Pat and Andy were due at the depot to catch a bus north for a two-day honeymoon. A car pulled up. From it debarked four large Rogers kinsmen hauling the stiff, unconscious body of Andy Hookans. Pat comforted her mother as she also directed the “pallbearers” to the proper bus with her luggage and her husband. They spilled the Swede into the long seat in the rear. Pat kissed me and thanked me for my efforts.

“Are you angry, Pat?”

“Angry?”

“I mean about the way the boys behaved and for getting Andy drunk?”

She smiled. “Goodness, no. I’ve been going to weddings of the clan for twenty-six years. I haven’t seen a bridegroom leave sober yet.” Enoch cleared his throat as Mrs. Rogers looked knowingly in his direction. “I’m too happy to be angry at anyone, Mac.”

“Good luck,” I said as she waved good-by to the gathering.

“Fine boy, that Andy, fine boy,” Enoch said.

But as Pat boarded the bus, a jeep with three M.P.s pulled up. Sister Mary was between two of them. I rushed up as they dragged Marion out.

“This belong to you?” one of the men asked me. “He was trying to take on everybody at the Red Cross club. Said he wasn’t a candy-assed Marine.”

“It’s mine,” I said.

“We should have brigged him, but since he’s a Guadalcanal boy…”

“Thanks, fellows, thanks a lot. I’ll take care of this.”

Marion wavered, brushed off his blouse, straightened his field scarf and turned to Enoch and Mrs. Rogers, “I fear, really,” he spouted unevenly, “my conduct has been obnoxious. I shall write you a letter of apology in the morning. I am quite ashamed of my behavior.” He pitched into my arms, out cold. I bid a hasty farewell and dragged Marion aboard as the bus gunned its motor, then leaned out of an open window and waved.
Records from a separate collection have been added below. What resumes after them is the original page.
PR #4679, opened 2023-08-09
PP-10528: New endpoint to resend charge confirmation emails

alan-gds:
`/v1/api/accounts/{accountId}/charges/{chargeId}/resend-confirmation-email`

### DIFF
--- a/src/main/java/uk/gov/pay/connector/charge/resource/ChargesApiResource.java
+++ b/src/main/java/uk/gov/pay/connector/charge/resource/ChargesApiResource.java
@@ -24,6 +24,7 @@ import uk.gov.pay.connector.common.model.api.ErrorResponse;
 import uk.gov.pay.connector.gatewayaccount.exception.GatewayAccountNotFoundException;
 import uk.gov.pay.connector.gatewayaccount.model.GatewayAccountEntity;
 import uk.gov.pay.connector.gatewayaccount.service.GatewayAccountService;
+import uk.gov.pay.connector.usernotification.service.UserNotificationService;
 import uk.gov.service.payments.commons.model.AuthorisationMode;
 
 import javax.annotation.Nullable;
@@ -46,6 +47,8 @@ import java.util.Optional;
 import static javax.ws.rs.core.MediaType.APPLICATION_JSON;
 import static javax.ws.rs.core.Response.created;
 import static javax.ws.rs.core.Response.ok;
+import static uk.gov.pay.connector.util.ResponseUtil.buildErrorResponse;
+import static uk.gov.pay.connector.util.ResponseUtil.noContentResponse;
 import static uk.gov.pay.connector.util.ResponseUtil.notFoundResponse;
 import static uk.gov.pay.connector.util.ResponseUtil.responseWithChargeNotFound;
 import static uk.gov.pay.connector.util.ResponseUtil.responseWithGatewayTransactionNotFound;
@@ -73,14 +76,17 @@ public class ChargesApiResource {
     private final ChargeService chargeService;
     private final ChargeExpiryService chargeExpiryService;
     private final GatewayAccountService gatewayAccountService;
+    private final UserNotificationService userNotificationService;
 
     @Inject
     public ChargesApiResource(ChargeService chargeService,
                               ChargeExpiryService chargeExpiryService,
-                              GatewayAccountService gatewayAccountService) {
+                              GatewayAccountService gatewayAccountService,
+                              UserNotificationService userNotificationService) {
         this.chargeService = chargeService;
         this.chargeExpiryService = chargeExpiryService;
         this.gatewayAccountService = gatewayAccountService;
+        this.userNotificationService = userNotificationService;
     }
 
     @GET
@@ -197,6 +203,33 @@ public class ChargesApiResource {
         return chargeService.findCharge(accountId, telephoneChargeCreateRequest)
                 .map(response -> Response.status(200).entity(response).build())
                 .orElseGet(() -> Response.status(201).entity(chargeService.createFromTelephonePaymentNotification(telephoneChargeCreateRequest, gatewayAccount)).build());
+    }
+
+    @POST
+    @Path("/v1/api/accounts/{accountId}/charges/{chargeId}/resend-confirmation-email")
+    @Produces(APPLICATION_JSON)
+    @Operation(
+            summary = "Resend confirmation email for a charge",
+            responses = {
+                    @ApiResponse(responseCode = "204", description = "No content"),
+                    @ApiResponse(responseCode = "402", description = "Could not send email"),
+                    @ApiResponse(responseCode = "404", description = "Not found - charge not found"),
+                    @ApiResponse(responseCode = "500", description = "Internal server error")
+            }
+    )
+    public Response resendConfirmationEmail(
+            @Parameter(example = "1", description = "Gateway account ID")
+            @PathParam(ACCOUNT_ID) Long accountId,
+            @Parameter(example = "spmh0fb7rbi1lebv1j3f7hc3m9", description = "Charge external ID")
+            @PathParam("chargeId") String chargeId) {
+        var account = gatewayAccountService.getGatewayAccount(accountId)
+                .orElseThrow(() -> new GatewayAccountNotFoundException(accountId));
+
+        return chargeService.findCharge(chargeId, accountId)
+                            .map(charge -> userNotificationService.sendPaymentConfirmedEmailSynchronously(charge, account)
+                            .map((reference) -> noContentResponse())
+                            .orElseGet(() -> buildErrorResponse(Response.Status.PAYMENT_REQUIRED, "Failed to send email")))
+                .orElseGet(() -> responseWithChargeNotFound(chargeId));
     }
 
     @POST
--- a/src/main/java/uk/gov/pay/connector/usernotification/service/UserNotificationService.java
+++ b/src/main/java/uk/gov/pay/connector/usernotification/service/UserNotificationService.java
@@ -74,46 +74,77 @@ public class UserNotificationService {
     }
 
     public Future<Optional<String>> sendPaymentConfirmedEmail(ChargeEntity chargeEntity, GatewayAccountEntity gatewayAccountEntity) {
-        return sendEmail(EmailNotificationType.PAYMENT_CONFIRMED, Charge.from(chargeEntity), gatewayAccountEntity,
-                buildConfirmationEmailPersonalisationFrom(chargeEntity));
+        var charge = Charge.from(chargeEntity);
+        return sendEmail(EmailNotificationType.PAYMENT_CONFIRMED, charge, gatewayAccountEntity,
+                buildConfirmationEmailPersonalisationFrom(charge, gatewayAccountEntity));
+    }
+
+    public Optional<String> sendPaymentConfirmedEmailSynchronously(Charge charge, GatewayAccountEntity gatewayAccountEntity) {
+        return sendEmailSynchronously(EmailNotificationType.PAYMENT_CONFIRMED, charge, gatewayAccountEntity,
+                buildConfirmationEmailPersonalisationFrom(charge, gatewayAccountEntity));
     }
 
     private Future<Optional<String>> sendEmail(EmailNotificationType emailNotificationType, Charge charge, GatewayAccountEntity gatewayAccountEntity, HashMap<String, String> personalisation) {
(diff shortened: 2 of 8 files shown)


src/main/java/uk/gov/pay/connector/charge/resource/ChargesApiResource.java
```diff
@@ -199,6 +209,48 @@ public Response createNewTelephoneCharge(
...
+            @Parameter(example = "1", description = "Gateway account ID")
+            @PathParam(ACCOUNT_ID) Long accountId,
+            @Parameter(example = "spmh0fb7rbi1lebv1j3f7hc3m9", description = "Charge external ID")
+            @PathParam("chargeId") String chargeId) {
+        var account = gatewayAccountService.getGatewayAccount(accountId)
+                .orElseThrow(() -> new GatewayAccountNotFoundException(accountId));
+
+        return chargeService.findCharge(chargeId, accountId)
+                .map(charge -> {
+                    var chargeEntity = chargeService.findChargeByExternalId(chargeId);
```
stephencdaly: We're getting a `Charge` using `findCharge`  and then getting a `ChargeEntity` using `findChargeByExternalId`.

I think the right thing to do here is to just get the `Charge` and use that to send the email. If you look at the logic of what these 2 methods do, `findCharge` first tries look for the charge in connector's database, and if it doesn't find it there, makes a request to ledger to get it. This is to deal with the case where charges have been expunged from connector, which currently happens after a day.

`findChargeByExternalId` however, only looks in connector's database.

When resending an email, it might be quite likely the charge has been expunged, so we need to deal with this.

My suggestion would be to start by updating `UserNotificationService$sendPaymentConfirmedEmail` to accept a `Charge` rather than a `ChargeEntity`, or adding a separate method that accepts a `Charge` and does any extra steps to get all the info needed for the email. The difference between these 2 types is that a `ChargeEntity` represents a charge from connector's database but a `Charge` represents a charge obtained from either connector or ledger. Hopefully the `Charge` already has all the information we need to send the email.

src/main/java/uk/gov/pay/connector/charge/resource/ChargesApiResource.java
```diff
@@ -199,6 +209,48 @@ public Response createNewTelephoneCharge(
...
+
+                    try {
+                        var success = userNotificationService.sendPaymentConfirmedEmail(chargeEntity, account)
+                                .get(5, TimeUnit.SECONDS)
```
stephencdaly: I think that this method currently returns a `Future` because we don't want to wait around for the email to send when we send as part of the capture process.

I think for this case, we're happy waiting around for a response - and the timeout should probably just be the standard timeout for the Notify client. What I'd probably suggest here is creating a separate method in `UserNotificationService` that synchronously makes the request to Notify, making sure to share the code that makes the request.

src/main/java/uk/gov/pay/connector/charge/resource/ChargesApiResource.java
```diff
@@ -199,6 +209,48 @@ public Response createNewTelephoneCharge(
...
+                                .isPresent();
+                        if (success) {
+                            return noContentResponse();
+                        }
+                        else {
+                            return gatewayErrorResponse("Failed to send email");
```
stephencdaly: This will return the correct thing, as we want to return a 402, and `gatewayErrorResponse` returns a 402. However, it's slightly confusing as a "gateway error" would usually refer to an error contacting a payment gateway - Worldpay, Stripe etc.

I'd be inclined to directly call `buildErrorResponse(PAYMENT_REQUIRED, message);` or rename the `gatewayErrorResponse` method if you can think of a suitable name to avoid this confusion.

src/test/java/uk/gov/pay/connector/charge/resource/ChargesApiResourceTest.java
```diff
@@ -102,4 +111,84 @@ void createCharge_idempotencyKeyEmpty_shouldReturn422() {
...
+    void resendConfirmationEmail_accountNotFound_shouldReturn404() {
+        var accountId = 1234L;
+        var chargeId = "charge-id";
+
+        when(gatewayAccountService.getGatewayAccount(accountId)).thenReturn(Optional.empty());
+
+        Response response = resources
+                .target(String.format("/v1/api/accounts/%d/charges/%s/resend-confirmation-email", accountId, chargeId))
+                .request()
+                .header("Idempotency-Key", "")
```
stephencdaly: The `.header("Idempotency-Key", "")` won't mean anything for this request, best to leave it out to avoid confusion.

src/test/java/uk/gov/pay/connector/charge/resource/ChargesApiResourceTest.java
```diff
@@ -102,4 +111,84 @@ void createCharge_idempotencyKeyEmpty_shouldReturn422() {
...
+                .thenReturn(CompletableFuture.completedFuture(Optional.of("Email sent")));
+
+        Response response = resources
+                .target(String.format("/v1/api/accounts/%d/charges/%s/resend-confirmation-email", accountId, chargeId))
+                .request()
+                .header("Idempotency-Key", "")
+                .post(Entity.json(Collections.emptyMap()));
+
+        assertThat(response.getStatus(), is(204));
+    }
```
stephencdaly, line 183: Would be good to add one integration test in addition to these unit tests.

stephencdaly (dismissed):
Logic all looks good, we just need to consider expunged charges and it's probably better if we get rid of the Future stuff with the timeout.

src/main/java/uk/gov/pay/connector/charge/resource/ChargesApiResource.java
```diff
@@ -199,6 +209,40 @@ public Response createNewTelephoneCharge(
...
+                .map(charge -> {
+                    var success = userNotificationService.sendPaymentConfirmedEmailSynchronously(charge, account)
+                            .isPresent();
+                    if (success) {
+                        return noContentResponse();
+                    }
+                    else {
+                        return gatewayErrorResponse("Failed to send email");
+                    }
+                })
```
stephencdaly: A more Java 8+ way of doing this would be something like
```suggestion
                                .map(charge -> userNotificationService.sendPaymentConfirmedEmailSynchronously(charge, account)
                            .map((reference) -> noContentResponse())
                            .orElseGet(() -> gatewayErrorResponse("Failed to send email")))
```

src/main/java/uk/gov/pay/connector/usernotification/service/UserNotificationService.java
```diff
@@ -74,8 +74,18 @@ public Future<Optional<String>> sendRefundIssuedEmail(RefundEntity refundEntity,
     }
 
     public Future<Optional<String>> sendPaymentConfirmedEmail(ChargeEntity chargeEntity, GatewayAccountEntity gatewayAccountEntity) {
-        return sendEmail(EmailNotificationType.PAYMENT_CONFIRMED, Charge.from(chargeEntity), gatewayAccountEntity,
-                buildConfirmationEmailPersonalisationFrom(chargeEntity));
+        var charge = Charge.from(chargeEntity);
+        return sendPaymentConfirmedEmail(charge, gatewayAccountEntity);
+    }
+
+    public Future<Optional<String>> sendPaymentConfirmedEmail(Charge charge, GatewayAccountEntity gatewayAccountEntity) {
```
stephencdaly: I think this is only called by the method above, so it could be inlined or made private?

src/main/java/uk/gov/pay/connector/usernotification/service/UserNotificationService.java
```diff
@@ -74,8 +74,18 @@ public Future<Optional<String>> sendRefundIssuedEmail(RefundEntity refundEntity,
...
+        return sendEmail(EmailNotificationType.PAYMENT_CONFIRMED, charge, gatewayAccountEntity,
+                buildConfirmationEmailPersonalisationFrom(charge, gatewayAccountEntity));
+    }
+
+    public Optional<String> sendPaymentConfirmedEmailSynchronously(Charge charge, GatewayAccountEntity gatewayAccountEntity) {
```
stephencdaly, line 82: We should probably add unit tests for this new method

src/main/java/uk/gov/pay/connector/usernotification/service/UserNotificationService.java
```diff
@@ -94,26 +104,47 @@ private Future<Optional<String>> sendEmail(EmailNotificationType emailNotificati
...
+
+        if (!emailNotifyGloballyEnabled || !isEmailEnabled || gatewayAccountEntity.getEmailCollectionMode().equals(OFF) ||
+                gatewayAccountEntity.getEmailCollectionMode().equals(OPTIONAL) && ofNullable(charge.getEmail()).isEmpty()) {
+            return Optional.empty();
+        }
+
+        if (charge.getEmail() == null) {
+            logger.warn("Cannot send email for charge_external_id = {} because the charge does not have an email address", charge.getExternalId());
+            return Optional.empty();
+        }
```
stephencdaly, line 126: Yeh should probably try to de-duplicate the code up until here? It looks shared between the synchronous and non-synchronous methods?

src/main/java/uk/gov/pay/connector/usernotification/service/UserNotificationService.java
alan-gds: Good spot.  This overload stopped being used once I added an additional overload for sending the email synchronously.

src/main/java/uk/gov/pay/connector/charge/resource/ChargesApiResource.java
alan-gds: Yeah, it felt clunky when I wrote it; definitely prefer the suggestion.  I use a functional style instinctually when I'm writing Scala, but somehow it doesn't come so naturally to me in Java. 😅

src/main/java/uk/gov/pay/connector/charge/resource/ChargesApiResource.java
```diff
@@ -199,6 +205,33 @@ public Response createNewTelephoneCharge(
...
+    public Response resendConfirmationEmail(
+            @Parameter(example = "1", description = "Gateway account ID")
+            @PathParam(ACCOUNT_ID) Long accountId,
+            @Parameter(example = "spmh0fb7rbi1lebv1j3f7hc3m9", description = "Charge external ID")
+            @PathParam("chargeId") String chargeId) {
+        var account = gatewayAccountService.getGatewayAccount(accountId)
+                .orElseThrow(() -> new GatewayAccountNotFoundException(accountId));
+
+        return chargeService.findCharge(chargeId, accountId)
+                                .map(charge -> userNotificationService.sendPaymentConfirmedEmailSynchronously(charge, account)
```
stephencdaly: Indentation looks a little off here

src/test/java/uk/gov/pay/connector/charge/resource/ChargesApiResourceResendConfirmationEmailIT.java
```diff
@@ -0,0 +1,121 @@
...
+    public void setup() {
+        databaseTestHelper = testContext.getDatabaseTestHelper();
+        accountId = String.valueOf(RandomUtils.nextInt());
+        addGatewayAccount();
+    }   
+
+    @Test
+    public void shouldReturn204WhenEmailSuccessfullySent() throws Exception {
+        String transactionId = String.valueOf(RandomUtils.nextInt());
+        String paymentProvider = "epdq";
```
stephencdaly: I'd just select a different payment provider for this test as epdq is currently being retired - sandbox should do

src/test/java/uk/gov/pay/connector/usernotification/service/UserNotificationServiceTest.java
```diff
@@ -167,6 +167,30 @@ void shouldSendPaymentConfirmationEmailWithReferenceInCustomParagraphIfEmailNoti
         assertThat(maybeNotificationId.get(), is(notificationId.toString()));
     }
 
+    @Test
+    void shouldSendPaymentConfirmationEmailSynchronouslyIfEmailNotifyIsEnabled() throws Exception {
```
stephencdaly, line 171: We probably just need some additional unit tests for the cases when the email won't be sent. It would just be duplicating all the tests like `shouldNotSendEmail_IfEmailEnabledButChargeDoesNotHaveAnEmailAddress` for this method.
We should do this because although the code for this is shared in a private method for this class, if any modifications are made to the public method under test to change how this code is called, we might break this functionality and not be able to tell.

kbottla (approved):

“Fine lads, all of them are fine lads,” Enoch said as they pulled out of the depot.

CHAPTER 8

HUXLEY propped his feet up on his desk and his long legs pumped the tilted chair back and forth. He studied the bulletin before him intently. Major Wellman tamped the freshly laid tobacco into the bowl of his pipe and lit up. He glanced over Huxley’s shoulder. Huxley looked up. “See this, Wellman?”

“I was afraid you’d get around to looking at it sooner or later,” Wellman answered.

“Very interesting report, very interesting. How many days did it take that battalion to reach Foxton?”

“Four.”

“Hmmm.”

“I know what you are thinking, Sam,” the exec said.

Huxley ruffled through the bulletin again. A battalion of the Eighth Marines had taken a grueling forced march from camp to Foxton, some sixty odd miles north.

“Let’s see,” Huxley said. “Concrete highway…mild hills…two meals a day…one ration and one with field kitchen. Bedrolls brought up by motor transport.” He rubbed his chin as he opened his map of North Island and ran his finger from McKay’s Crossing northward. “Should be an interesting hike.”

“It’s a rough one, Sam. Cherokee White lost a lot of men.”

“Let’s see here. Trucks met them at a meadow outside Foxton and drove them back in. Better than sixty miles…heavy combat packs.” He thumbed through the report. He reached for the field phone, tossed the butterfly switch and cranked the handle.

“Pawnee White,” the switchboard answered.

“Get me Colonel Malcolm, Windsor Hotel.”

“Yes sir. Shall I ring you back?” the operator said.

“Right. I’ll get Malcolm’s O.K. Better get Marlin in here to arrange an advance scout unit for bivouacs along the route. Any other battalions giving it a try?”

“Both Pawnee Red and Blue are moving on it.”

“You knew about this all the time, Wellman.”

“You’d get around to it,” the exec smiled. “Incidentally, you won’t need an advance unit. We can use the same bivouacs the Eighth used.”

Huxley dropped his feet to the floor with a thud. “I don’t think so. We are going to beat them up there by a day.”